PROVIDED DATA Block Start
Issue #187, opened 2016-08-05
CI: Validate Shaders


jonas-schievink:
We've had many issues where the nVidia driver would accept our shaders while other drivers (mainly Intel) would reject it (rightfully so). We should use the reference compiler (https://github.com/KhronosGroup/glslang) to validate our shaders with Travis instead.

Unfortunately I haven't yet found an easy way to install the compiler in our Travis environment (without using `apt-get`), so we might lose the fast builds of the container-based infrastructure.

PR #194, opened 2016-08-09
Validate shaders in Travis. Hope this will fix issue #187.

vab9:
Not 100% if this will work. The shaders throw erros with glslangValidator on osx as it is, but that might mean nothing for Travis.

I'm also not sure if caching the validator is a good idea or not...

### DIFF
--- a/ci/install-glslangValidator.sh
+++ b/ci/install-glslangValidator.sh
@@ -1,0 +1,15 @@
+#!/bin/bash
+set -e
+
+# check for validator folder (travis caching)
+if [ ! -d "validator/" ]; then
+    echo "need to install glslangValidator..."
+    mkdir validator/
+    cd validator/
+    wget "https://cvs.khronos.org/svn/repos/ogl/trunk/ecosystem/public/sdk/tools/glslang/Install/Linux/glslangValidator"
+    chmod +x glslangValidator
+    cd ../
+    echo "installed glslangValidator to $PWD/validator/glslangValidator"
+else
+    echo "using cached glslangValidator"
+fi
--- a/ci/install-glslangValidator.sh
+++ b/ci/install-glslangValidator.sh
@@ -1,15 +1,23 @@
 #!/bin/bash
 set -e
 
+echo "need to install glslangValidator..."
+mkdir validator/
+cd validator/
+wget "https://cvs.khronos.org/svn/repos/ogl/trunk/ecosystem/public/sdk/tools/glslang/Install/Linux/glslangValidator"
+chmod +x glslangValidator
+cd ../
+echo "installed glslangValidator to $PWD/validator/glslangValidator"
+
 # check for validator folder (travis caching)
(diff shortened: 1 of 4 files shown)


ci/install-glslangValidator.sh
```diff
@@ -0,0 +1,23 @@
+#!/bin/bash
+set -e
+
+echo "need to install glslangValidator..."
+mkdir validator/
+cd validator/
+wget "https://cvs.khronos.org/svn/repos/ogl/trunk/ecosystem/public/sdk/tools/glslang/Install/Linux/glslangValidator"
```
jonas-schievink: Oh that's neat! I feared we'd have to compile it on our own.

ci/validate-shaders.sh
```diff
@@ -0,0 +1,42 @@
+#!/bin/bash
+
+set -o errexit -o nounset
+
+echo ""
+echo "=== Validating Shaders =============="
+
+SHADER_DIR=`find $PWD -name shader`
```
jonas-schievink: I'd prefer to scan for shader files in the whole tree, like `check-basic-style.sh` does. You can even use the same pattern: `FILES='.+\.\(rs\|vert\|tesc\|tese\|geom\|frag\|comp\)'` (Note: our tessellation shaders have a wrong suffix for some reason)

ci/validate-shaders.sh
```diff
@@ -0,0 +1,42 @@
...
+trap "rm $ERROR_TMP; exit" SIGHUP SIGINT SIGTERM
+
+# Make sure only shaders are in client/shader/ for this to work
+for shader in $SHADER_DIR/*; do
+    echo "Validating: `basename $shader` ..."
+    if ! glslangValidator -s $shader > /dev/null;
+        then
+        echo "=== ERRORS in `basename $shader` =============" >> $ERROR_TMP
+        glslangValidator $shader | grep "ERROR" >> $ERROR_TMP
+        echo "" >> $ERROR_TMP
```
jonas-schievink: Why the indirection through the temporary file? Theoretically you can just let `glslangValidator` output to stdout/stderr as normal and set an error flag if it fails. Take a look at the `check-basic-style.sh` script, it works similarly.

jonas-schievink:
Travis is apparently running Ubuntu 12.04, not sure how easy it will be to get the validator to run.

12.04.......

jonas-schievink:
By the way, all the `#N` comments are referencing random unrelated issues and PRs

jonas-schievink:
The glslang project itself seems to explicitly enable Ubuntu 14.04 LTS: https://github.com/KhronosGroup/glslang/blob/master/.travis.yml

Sadly, this would increase CI startup times by quite a bit (as we'll no longer be using the fast container-based infrastructure).

vab9:
Damn, ok! It was worth a try... Travis-CI is pretty cool though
PROVIDED DATA Block End
### EXERCISE BRIEF
Each line of the data must be retyped exactly as written.

### EXERCISE RESULT
Issue #187, opened 2016-08-05
CI: Validate Shaders


jonas-schievink:
We've had many issues where the nVidia driver would accept our shaders while other drivers (mainly Intel) would reject it (rightfully so). We should use the reference compiler (https://github.com/KhronosGroup/glslang) to validate our shaders with Travis instead.

Unfortunately I haven't yet found an easy way to install the compiler in our Travis environment (without using `apt-get`), so we might lose the fast builds of the container-based infrastructure.

PR #194, opened 2016-08-09
Validate shaders in Travis. Hope this will fix issue #187.

vab9:
Not 100% if this will work. The shaders throw erros with glslangValidator on osx as it is, but that might mean nothing for Travis.

I'm also not sure if caching the validator is a good idea or not...

### DIFF
--- a/ci/install-glslangValidator.sh
+++ b/ci/install-glslangValidator.sh
@@ -1,0 +1,15 @@
+#!/bin/bash
+set -e
+
+# check for validator folder (travis caching)
+if [ ! -d "validator/" ]; then
+    echo "need to install glslangValidator..."
+    mkdir validator/
+    cd validator/
+    wget "https://cvs.khronos.org/svn/repos/ogl/trunk/ecosystem/public/sdk/tools/glslang/Install/Linux/glslangValidator"
+    chmod +x glslangValidator
+    cd ../
+    echo "installed glslangValidator to $PWD/validator/glslangValidator"
+else
+    echo "using cached glslangValidator"
+fi
--- a/ci/install-glslangValidator.sh
+++ b/ci/install-glslangValidator.sh
@@ -1,15 +1,23 @@
 #!/bin/bash
 set -e
 
+echo "need to install glslangValidator..."
+mkdir validator/
+cd validator/
+wget "https://cvs.khronos.org/svn/repos/ogl/trunk/ecosystem/public/sdk/tools/glslang/Install/Linux/glslangValidator"
+chmod +x glslangValidator
+cd ../
+echo "installed glslangValidator to $PWD/validator/glslangValidator"
+
 # check for validator folder (travis caching)
(diff shortened: 1 of 4 files shown)


ci/install-glslangValidator.sh
```diff
@@ -0,0 +1,23 @@
+#!/bin/bash
+set -e
+
+echo "need to install glslangValidator..."
+mkdir validator/
+cd validator/
+wget "https://cvs.khronos.org/svn/repos/ogl/trunk/ecosystem/public/sdk/tools/glslang/Install/Linux/glslangValidator"
```
jonas-schievink: Oh that's neat! I feared we'd have to compile it on our own.

ci/validate-shaders.sh
```diff
@@ -0,0 +1,42 @@
+#!/bin/bash
+
+set -o errexit -o nounset
+
+echo ""
+echo "=== Validating Shaders =============="
+
+SHADER_DIR=`find $PWD -name shader`
```
jonas-schievink: I'd prefer to scan for shader files in the whole tree, like `check-basic-style.sh` does. You can even use the same pattern: `FILES='.+\.\(rs\|vert\|tesc\|tese\|geom\|frag\|comp\)'` (Note: our tessellation shaders have a wrong suffix for some reason)

ci/validate-shaders.sh
```diff
@@ -0,0 +1,42 @@
...
+trap "rm $ERROR_TMP; exit" SIGHUP SIGINT SIGTERM
+
+# Make sure only shaders are in client/shader/ for this to work
+for shader in $SHADER_DIR/*; do
+    echo "Validating: `basename $shader` ..."
+    if ! glslangValidator -s $shader > /dev/null;
+        then
+        echo "=== ERRORS in `basename $shader` =============" >> $ERROR_TMP
+        glslangValidator $shader | grep "ERROR" >> $ERROR_TMP
+        echo "" >> $ERROR_TMP
```
jonas-schievink: Why the indirection through the temporary file? Theoretically you can just let `glslangValidator` output to stdout/stderr as normal and set an error flag if it fails. Take a look at the `check-basic-style.sh` script, it works similarly.

jonas-schievink:
Travis is apparently running Ubuntu 12.04, not sure how easy it will be to get the validator to run.

12.04.......

jonas-schievink:
By the way, all the `#N` comments are referencing random unrelated issues and PRs

jonas-schievink:
The glslang project itself seems to explicitly enable Ubuntu 14.04 LTS: https://github.com/KhronosGroup/glslang/blob/master/.travis.yml

Sadly, this would increase CI startup times by quite a bit (as we'll no longer be using the fast container-based infrastructure).

vab9:
Damn, ok! It was worth a try... Travis-CI is pretty cool though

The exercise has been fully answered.